Filter the entries below, keeping only lines with "TInt".

(Collected data)
┌────────
PR #445, opened 2026-06-26
Avoid connecting properties for now

tjpalmer:


be-cpp/src/commonMain/kotlin/lang/temper/be/cpp/CppSupportNetwork.kt
```diff
@@ -190,9 +190,9 @@ internal object CppSupportNetwork : SupportNetwork {
             put("core.empty()", Like.core("empty"))
             put("core.ignore()", Like.ignoring(theLastArg))
             put("core.type Boolean.toString()", Like.core("Boolean::toString"))
-            put("std/temporal.type Date.day", Like.core("Date::getDay"))
-            put("std/temporal.type Date.month", Like.core("Date::getMonth"))
-            put("std/temporal.type Date.year", Like.core("Date::getYear"))
+            put("std/temporal.type Date.get day()", Like.core("Date::getDay"))
+            put("std/temporal.type Date.get month()", Like.core("Date::getMonth"))
+            put("std/temporal.type Date.get year()", Like.core("Date::getYear"))
```
tjpalmer, line 195: Clearer intent this way.

be-cpp/src/commonMain/resources/lang/temper/be/cpp/core/date.hpp
```diff
@@ -15,31 +15,31 @@ namespace temper {
 
             template<class D>
             int32_t getYear(const std::shared_ptr<D>& d) {
-                return d->year;
+                return d->_year;
             }
```
tjpalmer, line 19: The actual fields have uglier names now.

And be-cpp currently makes public fields. We shouldn't do that. But even if we keep this organization the same, we could `friend` this helper code here for access.

be/src/commonMain/kotlin/lang/temper/be/tmpl/TranslateDotHelper.kt
```diff
@@ -470,7 +470,7 @@ internal object TranslateDotHelper {
 
 internal fun connectedKeyForMember(member: MemberShape): String? = when (member) {
     is MethodShape -> connectedKeyForMethod(member)
-    is PropertyShape -> member.connectedKey
+    is PropertyShape -> null // connect only through accessors methods for now
```
tjpalmer, line 473: Frontend things should go along with this, but that's TODO in this PR. This tmpl restriction at least limits backends from connecting properties themselves until we work more details out in the future.

frontend/src/commonMain/kotlin/lang/temper/frontend/implicits/DateTodayFn.kt
```diff
@@ -39,9 +39,9 @@ class DateTodayFn(val sig: Signature2) : CallableValue, Stayless {
                 val propertyName = propertyShape.name as ModularName
                 val propertyParsedName = (propertyName as ResolvedParsedName).baseName
                 val value = when (propertyParsedName.nameText) {
-                    "year" -> Value(today.year, TInt)
-                    "month" -> Value(today.monthNumber, TInt)
-                    "day" -> Value(today.dayOfMonth, TInt)
+                    "_year" -> Value(today.year, TInt)
+                    "_month" -> Value(today.monthNumber, TInt)
+                    "_day" -> Value(today.dayOfMonth, TInt)
```
tjpalmer, line 44: Interpreter also has to use the private names.

frontend/src/commonMain/resources/std/temporal/temporal.temper.md
```diff
@@ -90,22 +90,25 @@ Here's just enough of a Date type to get us started.
...
+      private _month: Int;
+
       /**
        * The day of the month in [1, 31]
        * additionally constrained by the length of [month].
        */
       @connected
-      public day: Int;
+      public get day(): Int { _day }
+      private _day: Int;
```
tjpalmer, line 111: Now all getters with private still-imu fields. Key is that the connection is specifically on the getters now.

tjpalmer:
Went with #446 instead because even though this one might be formally better, I like the fewer changes for now over there, and after frontend improvements (such as in #451?), some of this changes in this pr might not be needed.

PR #446, opened 2026-06-26
Imply connected getters vs setters

tjpalmer:


be/src/commonMain/kotlin/lang/temper/be/tmpl/TranslateDotHelper.kt
```diff
@@ -470,7 +469,10 @@ internal object TranslateDotHelper {
 
 internal fun connectedKeyForMember(member: MemberShape): String? = when (member) {
     is MethodShape -> connectedKeyForMethod(member)
-    is PropertyShape -> member.connectedKey
+    is PropertyShape -> when {
+        member.hasSetter || member.getter != null -> null // any hint of accessors means no connection
+        else -> member.connectedKey
+    }
```
tjpalmer, line 475: Maybe should also just always say `null` here for now.

be/src/commonMain/kotlin/lang/temper/be/tmpl/TranslateDotHelper.kt
```diff
@@ -483,8 +485,18 @@ private fun connectedKeyForMethod(methodShape: MethodShape): String? {
...
+                propertyShape.hasSetter -> null
+                else -> propertyShape.connectedKey // no reliable `hasGetter`
+            }
+        }
+        MethodKind.Setter -> propertyShapeFor(methodShape)?.let { propertyShape ->
+            when {
+                propertyShape.hasSetter && propertyShape.getter == null -> propertyShape.connectedKey
+                else -> null
+            }
+        }
```
tjpalmer, line 499: A future PR could push qnames and connected tag to generated getter/setters, and we clean this up to just working on those.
└────────
▶ [ANSWER BOX]
-                    "year" -> Value(today.year, TInt)
-                    "month" -> Value(today.monthNumber, TInt)
-                    "day" -> Value(today.dayOfMonth, TInt)
+                    "_year" -> Value(today.year, TInt)
+                    "_month" -> Value(today.monthNumber, TInt)
+                    "_day" -> Value(today.dayOfMonth, TInt)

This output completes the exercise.